To Donald Trump, with Love
I think I have to love Donald Trump, y’all – for realz!
I’ve been thinking about radical love and radical forgiveness. Someone once told me that to hate someone is like drinking poison and expecting the other person to die from it. There’s a school of shamanism that says all of life is just a collective dream. Consider that everything we know of, on the sub-atomic level, is made up of the same stuff – protons, neutrons and electrons. They’re not even connected, they spin around each other setting off reactions in an endless cycle of degeneration and regeneration. It’s all a bunch of fragments that have come together out of some agreement. Who’s to say that agreement doesn’t spring from the collective we? The world may indeed have been flat as long as everyone agreed it was. It’s possible that agreement about the shape of the world, changed the shape of the world. It is impossible to know.
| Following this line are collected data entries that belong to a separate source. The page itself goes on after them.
PR #943, opened 2021-06-27
Fix more char*/TCHAR* confusion in Max.

Hoikas:
This fixes a number of property pages in Max being junked due to foolishness such as casting `char*` to `LPARAM` when Windows is expecting a `wchar_t*`. I audited every cast matching `(LPARAM)foo`, so hopefully this should be all of them.

### DIFF
--- a/Sources/Tools/MaxComponent/plAvatarComponent.cpp
+++ b/Sources/Tools/MaxComponent/plAvatarComponent.cpp
@@ -607,7 +607,6 @@ public:
 
         IParamBlock2 *pb = map->GetParamBlock();
         HWND cbox = nullptr;
-        char* buffer = nullptr;
 
         int selection;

It was also “impossible” that Donald Trump could become president, and yet here we are. It is possible that the horror struck by the thought of a Donald Trump presidency was enough to make it manifest. It is possible that we allowed our focus to shift from electing a candidate we wanted, to being terrified enough of the alternative that we feared it into being. So, now here we are. Like people caught in a nightmare of our own making. I have experienced a loathing beyond what I thought myself capable of. That loathing has turned into a festering boil and I must see it raging and full to bursting on the cheek of the political landscape. It shrieks, it tweets, it campaigns endlessly. It pursues me in every waking moment in one fake news flash after another. Just when I think it couldn’t get worse, enter a pandemic.
There’s only one thing left to do: surrender. I have to give up wishing there wasn’t a Coronavirus. I have to give up wishing we didn’t have buffoons storming the capital in Lansing with assault rifles. I have to give up hoping that I will wake up to find Ahmaud Arbery was not shot after being chased by a white former law enforcement officer and his son. I have to stop thinking that Donald Trump is going to get bored and turn the presidency over to someone who isn’t a worse version of himself. I have to surrender and accept, like in the Serenity Prayer, the things I cannot change. Only through accepting it, is their hope of transforming it.
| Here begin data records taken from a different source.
PR #948, opened 2021-07-01
Safety checking for avatars without clothing outfits

dpogue:
Most of the code properly handles `fClothingOutfit` being null, but the LayerLinkAnimation check does not.

Currently all the avatars have clothing outfits (PlasmaMax always exports them) but it doesn't necessarily make sense for things like Quabs.

### DIFF
--- a/Sources/Plasma/PubUtilLib/plAvatar/plArmatureMod.cpp
+++ b/Sources/Plasma/PubUtilLib/plAvatar/plArmatureMod.cpp
@@ -1317,7 +1317,8 @@ bool plArmatureMod::MsgReceive(plMessage* msg)
     {
         // We got a clothing file and are supposed to load our avatar from it.
         // Let's tell our outfit to do so!
-        fClothingOutfit->SetClothingFile(clothingMsg->GetClothingFile());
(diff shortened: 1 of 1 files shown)


Sources/Plasma/PubUtilLib/plAvatar/plArmatureMod.cpp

If we're all the same stuff, and I believe we are the same, then I am Donald Trump. I am former police officer Gregory McMichael, and I am his son Travis. We are part of the same material universe. I have expected the worst from people like these and they honor me by being what I expect. More than that, there is something in myself that they reflect back at me – a part of myself that I loathe. There’s a saying in recovery: You spot it, you got it! What is it in these people that I carry in myself, so that deep down I feel like this is the president – this is the world of my own making? Perhaps this is the world I’m convinced I deserve. What aspect of “me” am I rejecting when I spit curses at these parts of the universal whole that I have rejected as others? What soul sickness am I manifesting outwardly and what effect is it having internally?
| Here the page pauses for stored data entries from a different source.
PR #951, opened 2021-07-03
Removes Kadish Moon Elevator subworld from interacting with player

Hazado:
This fixes the issue reported by CalumTraveler in OU#Dev

Calum entered the Kadish Elevator at the bottom and tried to leave before it started to rise.
He was prevented from leaving.

### DIFF
--- a/Scripts/Python/kdshGlowInTheDark.py
+++ b/Scripts/Python/kdshGlowInTheDark.py
@@ -284,7 +284,7 @@ class kdshGlowInTheDark(ptResponder):
 
             elif id == rgnEnterSubBtm.id:
                 PtDebugPrint("You stepped on the elevator at the bottom. Joining subworld.")
-                rgnExitSubBtm.disable()
+                #rgnExitSubBtm.disable()
                 me.avatar.enterSubWorld(elevatorsubworld.value)
                 return
 
--- a/Scripts/Python/kdshGlowInTheDark.py
+++ b/Scripts/Python/kdshGlowInTheDark.py
@@ -164,7 +164,7 @@ class kdshGlowInTheDark(ptResponder):
             if len(PtGetPlayerList()) == 0:
                 PtDebugPrint("\t I'm alone, so I'm starting the elevator.")
                 respElevDown.run(self.key)
-                PtAtTimeCallback(self.key,3,2) # clear xRgn at top
+                PtAtTimeCallback(self.key,4,2) # clear xRgn at top
             else:
                 PtDebugPrint("\t Someone else was already in this Kadish instance. Depending on Overriding HighSDL component to synch elevator.")
         else:
@@ -225,7 +225,6 @@ class kdshGlowInTheDark(ptResponder):
         elif id == respElevUp.id:
             PtDebugPrint("kdshGlowInTheDark: The elevator has reached the top.")
             PtAtTimeCallback(self.key,ElevatorDelay,3) # wait 10 seconds, then lower elevator again
-            xRgnTop.releaseNow(self.key)
             rgnEnterSubTop.enable()
             #~ rgnExitSubTop.enable()
             for region in objExitTop.value:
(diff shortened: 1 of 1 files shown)


Scripts/Python/kdshGlowInTheDark.py
```diff
@@ -284,7 +284,7 @@ def OnNotify(self,state,id,events):
 
             elif id == rgnEnterSubBtm.id:
                 PtDebugPrint("You stepped on the elevator at the bottom. Joining subworld.")
-                rgnExitSubBtm.disable()
+                #rgnExitSubBtm.disable()
```
Deledrius, line 287:
```suggestion
```
No need to comment out something we want to remove, as version control tracks that for us nicely. :)  It's best to simply remove the line.

Deledrius (changes requested):

Hoikas (commented):
This doesn't seem right to me. The problem is that the blocker objects prevent the avatar from entering/exiting the elevator due to mis-timing. This, OTOH, disables a subworld transition region.

Hazado:
my change removes the exit region disable when you enter the subworld. The script also disables it when the elevator timer is up amd it starts rising. This change allows you to exit the elevator before the timer is up.

Hoikas:
This won't fix the fact that the main world has a blocker physically blocking you from exiting the elevator.

Hazado:
But it does fix this issue that Calum reported here - https://discord.com/channels/282045216221822978/282046743338811392/860696685909639208

Which is what I was fixing

Hoikas:
Ok, I understand now. One thing to be aware of is that this disable was there for a reason - with this change, there is now a way to eject yourself from the Age by running into the corner of the elevator.

Hazado:
Okay, so would a better fix to convert this to a jalak style elevator?
No more subworlds to fuzt with?

Hoikas:
I think that would be the best fix. Hopefully the real floor in Kadish will not be in the way.

Scripts/Python/kdshGlowInTheDark.py
```diff
@@ -538,3 +513,11 @@ def OnTimer(self,id):
...
             PtDebugPrint("kdshGlowInTheDark: It's been one second. FF'ing floor to glow state.")
             respFloorGlow.run(self.key,fastforward=1)
+
+        if id == 6:
+            note = ptNotify(self.key)
+            note.clearReceivers()
+            note.addReceiver(self.key)
+            note.setActivate(1)
+            note.addVarNumber("foo",id)
+            note.send()
```
Hoikas, line 523: What's this for?

Hazado: It triggers the early release of the top exclude region.

Scripts/Python/kdshGlowInTheDark.py
```diff
@@ -295,14 +271,14 @@ def OnNotify(self,state,id,events):
...
                     PtDebugPrint("kdshGlowInTheDark: Timer 1 Callback. Raising elevator again.")
-                    xRgnBottom.clearNow(self.key)
                     rgnExitSubBtm.disable()
 
                     if not self.sceneobject.isLocallyOwned():
                         PtDebugPrint("\tI'm not the owner, so I'll let another client netforce raise the elevator.")
                         return
                     else:
                         respElevUp.run(self.key)
+                        PtAtTimeCallback(self.key,14,6)
```
Hoikas, line 281: Last thing, I think. Since this timer sends a local notification that toggles an exclude region, it needs to be sent without regard to the ownership of the PFM object. In other words, move this up to where `xRgnButton.clearNow(self.key)` was. Otherwise, there will be some sneaky bugs around players quitting the game or linking out while the elevator is moving.

Hazado: Change made.

Hoikas (approved):

Hoikas:
Riding physics will be improved in #953.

Okay, maybe I don’t need to want to invite these people over for dinner, but if they do mirror back a part of myself that I am rejecting outright, am I not obligated to investigate that? Am I not obligated to love myself unconditionally? Maybe learning to separate beings from their actions and love others unconditionally is the preparation for self-acceptance. I won’t take the inventory of Donald Trump, Greg McMichael or Travis, but I can recognize a wounded, aging, self-centered tyrant in myself. I can explore my own internalized racism that gets uncomfortable when a group of hooded, loud talking Black youth enter a space. I can even consider the ways I waste natural resources carelessly because I have the privilege and the luxury of doing so. I certainly benefit from the actions of exploitation and violence perpetrated around the globe to keep me in luxuries I barely appreciate.
Maybe the best thing I can do for myself is love Donald Trump. I might even learn to embrace COVID-19 as an extension of the person I have become. Perhaps that will inspire me to change and believe in the possibility of these others to change too. Maybe in demonizing myself and others I have cultivated the monster in everyone around me and magnified it until it was true. That, however, also means I could do the opposite. I could love unconditionally and hope the best for everyone, even Donald Trump, and manifest a change in myself and others.
I don’t know. I might be spinning straw into gold. Your turn. Talk.